It's decidedly unsexy, but as we move now into an era with more and more home users building up significant amounts of (significant) digital data, secure storage and backup become more important than ever.
I was reading Tim Bray's post on home storage and his dream home-storage-device:
Presenting the Databox · The Databox has one or two cheap-ish CPUs running Solaris, ten or so cheapish disks, and offers a half-terabyte or so of completely reliable, completely maintainable, network-accessible storage for your data, which lives in ZFS, striped and replicated across the disks.
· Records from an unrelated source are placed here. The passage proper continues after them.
PR #438, opened 2021-06-17
Stop tracking .idea/misc.xml in compose project.

zach-klippenstein:
cc @maybeYouShouldBeTheLawyer


rjrjr (approved):

zach-klippenstein:
Only CI failure was an instrumentation test, but this is just an IDE change so merging anyway.

PR #439, opened 2021-06-17
Make compose project's .editorconfig a symlink to main editorconfig.

zach-klippenstein:


rjrjr (approved):
I wonder what that does on windows boxes? :)

PR #447, opened 2021-07-08
Tweak kotlin module names to avoid META-INF conflicts.

rjrjr:
Make sure our module names don't conflict with those from pre-workflow1
releases, so that old and new META-INF/ entries don't stomp each other.
(This is only an issue for apps that are still migrating from workflow to
workflow1, and so need to import two versions of the library.)
https://blog.jetbrains.com/kotlin/2015/09/kotlin-m13-is-out/


steve-the-edwards (approved):
Thanks @rjrjr !

PR #449, opened 2021-07-29
Apply snapshots on the first render pass only.

rjrjr:


syadu1988 (approved):

steve-the-edwards (approved):

workflow-runtime/src/main/java/com/squareup/workflow1/internal/SubtreeManager.kt
```diff
@@ -110,8 +110,10 @@ internal class SubtreeManager<PropsT, StateT, OutputT>(
     // and must be torn down.
     children.commitStaging { child ->
       child.workflowNode.cancel()
-      snapshotCache -= child.id
```
zach-klippenstein, line 113: I did some blame digging, and this line has been here for a few commits. Doesn't make sense to me, so yea this change definitely seems like a big improvement.

workflow-runtime/src/test/java/com/squareup/workflow1/internal/SubtreeManagerTest.kt
```diff
@@ -79,6 +82,7 @@ internal class SubtreeManagerTest {
     override fun snapshotState(state: Unit): Snapshot {
       snapshots++
       return Snapshot.write {
+        it.writeByte(0)
```
zach-klippenstein, line 85: What's this for?

zach-klippenstein (approved):

workflow-runtime/src/test/java/com/squareup/workflow1/internal/SubtreeManagerTest.kt
rjrjr: w/o that initialState() gets called with a null Snapshot.

PR #684, opened 2022-02-25
Fixes view structure assertion in OverviewDetailContainer

rjrjr:


gradle/libs.versions.toml
```diff
@@ -57,7 +57,7 @@ mockito-core = "3.3.3"
 mockito-kotlin = "3.2.0"
 
 mockk = "1.11.0"
-robolectric = "4.5.1"
+robolectric = "4.6.1"
```
rjrjr, line 60: Didn't really need this, but might as well.

samples/containers/android/build.gradle.kts
```diff
@@ -24,7 +30,11 @@ dependencies {
   implementation(libs.kotlinx.coroutines.android)
   implementation(libs.kotlinx.coroutines.core)
 
-  testImplementation(libs.junit)
-  testImplementation(libs.truth)
-  testImplementation(libs.kotlinx.coroutines.test)
+  androidTestImplementation(libs.androidx.activity.core)
+  androidTestImplementation(libs.androidx.activity.core)
```
RBusarow, line 34: Is "dual activity" the next hot trend?

rjrjr: More is better, everyone knows that.

rjrjr:
Amazing. The inadvertent bump from Robolectric 4.5.1 to 4.6.1 broke `IdlingDIspatcherTest`. We should really try to eliminate Robolectric from our deps.

```
com.squareup.workflow1.ui.internal.test.IdlingDIspatcherTest > should return to idle if a coroutine is cancelled before completion FAILED
    java.lang.ExceptionInInitializerError at IdlingDIspatcherTest.kt:45
        Caused by: java.lang.RuntimeException at IdlingDIspatcherTest.kt:45
            Caused by: java.lang.reflect.InvocationTargetException at IdlingDIspatcherTest.kt:45
                Caused by: java.lang.NullPointerException at IdlingDIspatcherTest.kt:45
```

RBusarow (approved):

PR #687, opened 2022-02-26
Compose overhaul WIP, is it "too pure"?

rjrjr:
_This is mostly a note to Monday me, with extra formatting effort so that it can serve as the basis of a commit message some day soon._

The existing Compose support is completely tied to `ViewFactory`, which makes sense, because there was nothing else. It works _very_ well.

In this rewrite, I've tried to follow the patterns introduced by `Screen` and `Overlay`, now that `ViewRegistry.Entry` allows us to have multiple kinds of factories:

| Marker Interface | Extension backed by…      | … a ViewRegistry.Entry | Compile time binding interface |
| ---              | ---                       | ---                    | --- |
| `Screen`         | `Screen.buildView`        | `ScreenViewFactory`     | `AndroidScreen` |
| `Overlay`        | `Overlay.toDialogFactory` | `OverlayDialogFactory` | `AndroidOverlay`|

This PR updates that table like so:

| Marker Interface | Extension backed by…      | … a ViewRegistry.Entry | Compile time binding interface |
| ---              | ---                       | ---                    | --- |
| `Screen`         | `Screen.buildView`        | `ScreenViewFactory`     | `AndroidScreen` |
|                  | `Screen.toComposableFactory` | `ScreenComposableFactory`| `ComposeScreen` |
| `Overlay`        | `Overlay.toDialogFactory` | `OverlayDialogFactory` | `AndroidOverlay`|

- There is a new `Screen.toComposableFactory` extension, backed by…

- `ScreenComposableFactory`, a new `ViewRegistry.Entry` that can turn a `Screen` into a `@Composable` function, and…

- `ComposeScreen`, like `AndroidScreen` / `AndroidViewRendering`, an interface implemented by renderings that lets them define their `@Composable fun Content()` at compile time.

I have no idea yet if it works.

I'm concerned that there is going to be a bootstrap problem. With the existing stuff, you're basically forced to create both a `@Composeable` entry point and a `ViewFactory` entry point, because everything `ViewFactory` is the only show in town. (It's not a burden in practice, the View-specific bits all happen for free.) Because of this, we're able to map every rendering into both a `@Composable` and a `View` automatically, regardless of whether its base binding is `View`-based or Compose-based.

In the new world, by separating `ScreenViewFactory` and `ScreenComposableFactory`, I'm losing some of the  every-rendering-provides-both-factories nature.

It's okay in the Compose > Classic direction. `Screen.toComposableFactory` is able to do the trick. It can find an existing `ScreenComposableFactory`, or wrap a `ScreenViewFactory` with one.

But I can't seamlessly go in the other direction, Classic > Compose.  `Screen.buildView` can't find and automatically wrap a `ScreenComposableFactory` with a `ComposeView` unless we do one of the following:

 1. Provide a Compose specific `ScreenViewFactoryFinder`, and require Compose apps to set it up. (`ScreenViewFactoryFinder` is the customizable strategy object that backs `Screen.buildView`.)

 2. Make all of workflow-ui depend on Compose, and build knowledge of it into the default `ScreenViewFactoryFinder`

 3. Forget about the new `ScreenComposableFactory : ViewRegistry.Entry`, and just port the current stuff from `ViewFactory` to `ScreenViewFactory`. Make `CompseScreen` an abstract subclass of `AndroidScreen`.

Option three would be a lot easier, really. It's a little ugly on the implementation side, but I'm hard pressed to see any actual downside.

### DIFF
--- a/workflow-ui/compose/src/main/java/com/squareup/workflow1/ui/compose/ComposeScreen.kt
+++ b/workflow-ui/compose/src/main/java/com/squareup/workflow1/ui/compose/ComposeScreen.kt
@@ -1,0 +1,26 @@
+package com.squareup.workflow1.ui.compose
+
+import androidx.compose.runtime.Composable
+import com.squareup.workflow1.ui.Screen
+import com.squareup.workflow1.ui.ViewEnvironment
+import com.squareup.workflow1.ui.WorkflowUiExperimentalApi
+
+/**
+ * Interface implemented by a rendering class to allow it to drive an Android UI
+ * via an appropriate `@Composable` [Content] function.
+ */
+@WorkflowUiExperimentalApi
+public interface ComposeScreen<S : ComposeScreen<S>> : Screen {
+
+  /**
+   * The composable content of this rendering. This method will be called
+   * any time a new rendering is emitted, or the [viewEnvironment]
+   * changes.
+   *
+   * This function will either serve as the root of a
+   * [ComposeView][androidx.compose.ui.platform.ComposeView], or else
+   * be called as the child of a [Box][androidx.compose.foundation.layout.Box]
+   */
+  @Suppress("FunctionName")
+  @Composable public fun Content(viewEnvironment: ViewEnvironment)
+}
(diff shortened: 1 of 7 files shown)


rjrjr:
So what bothers me about this? I guess the fact that Compose UI and classic are so permanently intertwined. But…they are in real life too, so I should just get over that and stop creating work for myself.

Occasionally, one of the disks might fail. When this happens, you won’t lose any data, but a red light on the Databox will start flashing, and it will send mail to a few designated addresses. When this happens, it’s exactly like when your laser printer starts saying “You need to replace the cyan ink” or “You need to buy a new printer drum”; next time you go shopping, you swing by Best Buy or Costco and pick up another disk unit. When you get home, you open the top of the Databox, pull out the disk with the red LED turned on, drop in the new one, and toss out the old one. Now that I think of it, if you get the interfaces right you don’t even have to have the same capacity disks. If you configured this right, you could be really very sure that you wouldn’t lose data; ZFS should sail through power failures and so on.
I’d sell the Databox with some sort of physical locking attachment like some home safes have; you could screw it to the studs in the wall so that it would be too much work for burglars to take if you had a break-in.
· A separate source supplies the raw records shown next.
PR #697, opened 2022-03-11
introduce `artifacts-check` plugin

RBusarow:
Have you ever copy/pasted a module in order to create a new one, but forgot to update the artifact ID in `gradle.properties`? 🖐️ 

Have you ever published from a new machine, then realized (too late) that the library now targets a different JDK level? 🖐️ 

Have you ever migrated from one publishing plugin/script to another without any way to be sure the same artifacts are going to the same places?

This plugin is similar to [Kotlinx binary compatibility plugin](https://github.com/Kotlin/binary-compatibility-validator), except it records the particulars of each Maven artifact instead of the api surface.  This is done at the root project level, so that it can look at everything at once in order to find duplicate artifact IDs or descriptions.

The **`artifactsDump`** task is just like `apiDump`.  It should be re-run any time there's an intentional change.  Its output is `artifacts.json` in the project root, which is added to git.

The **`artifactsCheck`** task is similar to `apiCheck`.  It parses the current state of things and compares that to the canonical `artifacts.json`.  The task fails if there are any changes, with an output something like this:
```
> Task :artifactsCheck FAILED
   Artifact definitions don't match.  If this is intended, run `./gradlew artifactsDump` and commit changes.

        This artifact is changed:

            :trace-encoder -
                        old packaging - aar
                        new packaging - jar
```

`artifactsCheck` is hooked into the basic `check` task by convention.  We don't use `check` in CI, but if we did it would automatically include this new task.  

`artifactsCheck` will also automatically run before `publish` or `publishToMavenLocal`.

Finally, I'm adding this _before_ replacing the existing [publishing groovy script](https://github.com/square/workflow-kotlin/blob/9f6a2d2705fa4c22626a4e74141a329901109a2b/.buildscript/configure-maven-publish.gradle) with a convention plugin.  The new plugin may use the new [Base plugin](https://github.com/vanniktech/gradle-maven-publish-plugin#base-plugin) which eliminates the need for a `gradle.properties` in each module.  This `artifacts-check` plugin will ensure that we don't suddenly start shipping compose-ui with the testing-utils artifact ID.

### DIFF
--- a/.github/workflows/kotlin.yml
+++ b/.github/workflows/kotlin.yml
@@ -78,7 +78,7 @@ jobs:
           gradle-dependencies-cache-key : |
             gradle/libs.versions.toml
           arguments : |
-            test apiCheck lint ktlintCheck jmhJar --no-daemon --stacktrace --continue
+            test apiCheck artifactsCheck lint ktlintCheck jmhJar --no-daemon --stacktrace --continue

(For ZFS, see here.) There's a link at this post to an excellent, earlier posting by Tim, Protecting Your Data: 'Here are my life lessons on keeping your data safe while assuming that The Worst Will Happen. Some of it is Macintosh-specific, but there may be useful take-aways even from those parts, even for non-Mac-hacks'. It's the best single post on backup and storage that I've read, summed up in his four rules:
The Rules · If you follow these, you almost certainly won’t lose data in any damaging way.
Don’t use proprietary file formats.
Don’t erase anything.
Store everything twice.
Do occasional ad-hoc and regular full backups.
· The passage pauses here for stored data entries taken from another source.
PR #701, opened 2022-03-15
Allow repeatOnLifecycle state to be configurable.

c-soon:
While most workflow use cases is likely to be inside an Activity and can specify renderings
to be updated while in the Lifecycle.State.STARTED state, there are certain use cases
where we want the workflow to depend on the application's lifecycle (using ProcessLifecycleOwner.)
which will not work when calling repeatOnLifecycle with Lifecycle.State.STARTED as this state event
is tied to Activities.

### DIFF
--- a/workflow-ui/core-android/src/main/java/com/squareup/workflow1/ui/WorkflowLayout.kt
+++ b/workflow-ui/core-android/src/main/java/com/squareup/workflow1/ui/WorkflowLayout.kt
@@ -73,15 +73,18 @@ public class WorkflowLayout(
    *
    * @param [lifecycle] the lifecycle that defines when and how this view should be updated.
    * Typically this comes from `ComponentActivity.lifecycle` or  `Fragment.lifecycle`.
+   * @param [repeatOnLifecycle] the lifecycle state in which renderings should be actively
+   * updated. Defaults to STARTED, which is appropriate for Activity and Fragment.
    */
   public fun start(
     lifecycle: Lifecycle,
     renderings: Flow<Any>,
+    repeatOnLifecycle: Lifecycle.State = Lifecycle.State.STARTED,
     environment: ViewEnvironment = ViewEnvironment()
   ) {
     // Just like https://medium.com/androiddevelopers/a-safer-way-to-collect-flows-from-android-uis-23080b1f8bda
     lifecycle.coroutineScope.launch {
-      lifecycle.repeatOnLifecycle(Lifecycle.State.STARTED) {
+      lifecycle.repeatOnLifecycle(repeatOnLifecycle) {
         renderings.collect { update(it, environment) }
       }
     }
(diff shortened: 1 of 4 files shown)


workflow-ui/core-android/src/main/java/com/squareup/workflow1/ui/WorkflowLayout.kt
```diff
@@ -73,15 +73,18 @@ public class WorkflowLayout(
    *
    * @param [lifecycle] the lifecycle that defines when and how this view should be updated.
    * Typically this comes from `ComponentActivity.lifecycle` or  `Fragment.lifecycle`.
+   * @param [repeatOnLifecycle] the lifecycle state in which renderings should be actively
```
rjrjr, line 76:
```suggestion
   * @param [repeatOnLifecycle] the lifecycle state in which renderings should be actively. Defaults to STARTED, which is appropriate for Activity and Fragment.
```

rjrjr (approved):
You'll need to update the api files too.

```
./gradlew workflow-ui:core-android:apiDump
```

rjrjr:
Thanks!

c-soon:
> You'll need to update the api files too.
> 
> ```
> ./gradlew workflow-ui:core-android:apiDump
> ```

Oops, thank you! Updated!

workflow-ui/core-android/src/main/java/com/squareup/workflow1/ui/WorkflowLayout.kt
c-soon: Updated.

c-soon: updated!

c-soon:
@rjrjr fyi this looks like its pending a maintainer to approve something? 

```First-time contributors need a maintainer to approve running workflows.```

rjrjr:
> First-time contributors need a maintainer to approve running workflows.

That already happened, it's what's allowing CI to run.

rjrjr:
The CI failures do look bogus, though. Trying again…

c-soon:
Looks like it executed now, for some reason the 3 failed executions didn't run before, I'll address the failures i think i need to update the usages in the samples to named params

rjrjr:
Oh, of course. Thanks.

steve-the-edwards:
I approved them to run - thats why they started running. Sorry for the confusion!

c-soon:
> I approved them to run - thats why they started running. Sorry for the confusion!

Ah, thank you! Does this need to be done every time I force push an update? I see the same message again.

rjrjr:
> > I approved them to run - thats why they started running. Sorry for the confusion!
> 
> Ah, thank you! Does this need to be done every time I force push an update? I see the same message again.

That's weird, I think a recent development. @RBusarow, does this have anything to do with the new action to kill off previous runs? Any clue to share?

The whole thing is a must-read.
Just now, Alex sent me a link to Infrant Technologies' ReadyNAS NV Network Attached Storage (NAS) device (with 4 serial ATA disk trays):
Infrant Technologies' ReadyNAS NV is the latest addition to the award-winning ReadyNAS product family. Network attached storage (NAS) devices enable advanced home and business users to easily share large amounts of data in a cost-effective and power-efficient manner. …
The Backup Button
New with the ReadyNAS NV is the Backup Button on the front, conveniently located next to the front USB port. Simply connect a USB storage device to the port and press the button, and all your data in your backup share on the ReadyNAS gets backed up to the USB device. It's as simple as that. Now if you want your USB device backed up to the ReadyNAS instead, simply change the source and destination in the FrontView Backup menu. The integrated Backup Manager allows you to set up even more sophisticated network backups that you can schedule or be invoked with the press of the Backup Button.The NV Loves to Play
The ReadyNAS NV fits your office needs like a glove. But take it home, and it becomes the center of your entertainment center. Equipped with Gigabit Ethernet with jumbo frames support, you can be sure that multiple HD streams will play off the NV with no problems. Whether you use your Windows Media Center PC or stream data directly off the NV with a network media player, your videos, music, and pictures will look sharp and stutter-free on your HD displays.
At £419.95 (£493.44 inc. VAT), diskless, this is no snitch, but things have got to the point for us that any significant loss of data would be … a loss of significant data.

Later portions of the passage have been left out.